Revenues. For the six months ended June 30, 2016, we recorded revenue in the amount of $67,896, which reflects the amortization of the upfront license fee over the life of the ReGenTree license agreement of 25 years. For the six months ended June 30, 2015, we recorded revenue in the amount of $45,000, $40,000 of this revenue related to the sale of unformulated Tß4 to GtreeBNT for use in their product development work in Korea. There were no associated costs with this transaction as the cost of Tß4 had been expensed in a prior period. We also recorded revenue in the amount of $5,000 which reflects the amortization of the upfront license fee over the life of the ReGenTree license agreement of 25 years.

R&D Expenses . For the six months ended June 30, 2016, our R&D expenses increased by approximately $48,000, or 42%, to $163,000 from $115,000 for the same period in 2015. The increase is attributable to the level of stock option compensation recognized in the 6 month period which represents a $65,000 increase versus the prior year. This was partially offset by decreases from 2015 insurance (decrease of $10,000) and R&D consulting (decrease of $7,000). We expect our R&D expenses will remain at low levels unless we decide to reinitiate internal R&D efforts for our unpartnered programs.

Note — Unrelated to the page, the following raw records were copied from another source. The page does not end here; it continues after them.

PR #134, opened 2017-03-22
fix CLArray eltype, better build errors

SimonDanisch:
I found a few more inconsistencies, but I think I will handle them in GPUArrays!

### DIFF
--- a/src/program.jl
+++ b/src/program.jl
@@ -76,17 +76,29 @@ function Program(ctx::Context; source=nothing, binaries=nothing)
     end
 end
 
+function print_with_linenumbers(text, pad = "", io = STDOUT)
+    for (i,line) in enumerate(split(text, "\n"))
+        println(io, @sprintf("%s%-4d: %s", pad, i, line))
+    end
+end
+
 #TODO: build callback...
 function build!(p::Program; options = "", raise = true)
     opts = String(options)
     ndevices = 0
     device_ids = C_NULL
-    api.clBuildProgram(p.id, cl_uint(ndevices), device_ids, opts, C_NULL, C_NULL)
-    if raise
-        for (dev, status) in cl.info(p, :build_status)
-            if status == cl.CL_BUILD_ERROR
-                error(cl.info(p, :build_log)[dev])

G&A Expenses. For the six months ended June 30, 2016, our G&A expenses decreased by approximately $17,000, or 2%, to $855,000, from $872,000 for the same period in 2015. The decrease reflects the absence of the legal costs incurred in association with completing the ReGenTree joint venture agreement in 2015. Decreases are reflected in professional services ($239,000) and travel ($27,000) and personnel and facility ($3,000). These decreases were partially offset by increases in insurance ($12,000), investor relations ($6,000), stock option expense ($19,000) and offering expenses related to our 2016 Offering of approximately $214,000. We believe that our G&A expenses, net of offering expenses, will remain at current levels as we wait for data from the upcoming clinical trials being conducted by our partners. If we enter into additional partnerships or other business transactions we will incur additional legal and transaction related expenses. 

Net Loss. We incurred a net loss of $1,054,604 for the six months ended June 30. 2016, a decrease from the net loss of $3,480,701 recorded in the six months ended June, 2015. The 2016 net loss was minimally impacted by the change in the value of the conversion feature related to the derivative liability related to our convertible debt, increase of $18,334 while the 2015 period a significant portion of the net loss resulted from our evaluation of the derivative liability associated with the conversion feature of the debt instruments issued by the company from March 2013 through January 2014. The value of this conversion feature is indexed to the share price of our common stock and increases as our share price increases and decreases as our share price decreases. The share price of our common stock increased from $0.44 on December 31, 2015 to $0.46 on June 30, 2016, which resulted in an increase in the fair value of our convertible debt derivative component and the recording of an unrealized loss of $18,334 for the six months ended June 30, 2016. In the prior year period the share price of our common stock increased from $0.14 on December 31, 2014 to $0.36 on June 30, 2015, which resulted in an increase in the fair value of our convertible debt derivative component and the recording of an unrealized loss of $2,453,500 for the six months ended June 30, 2015.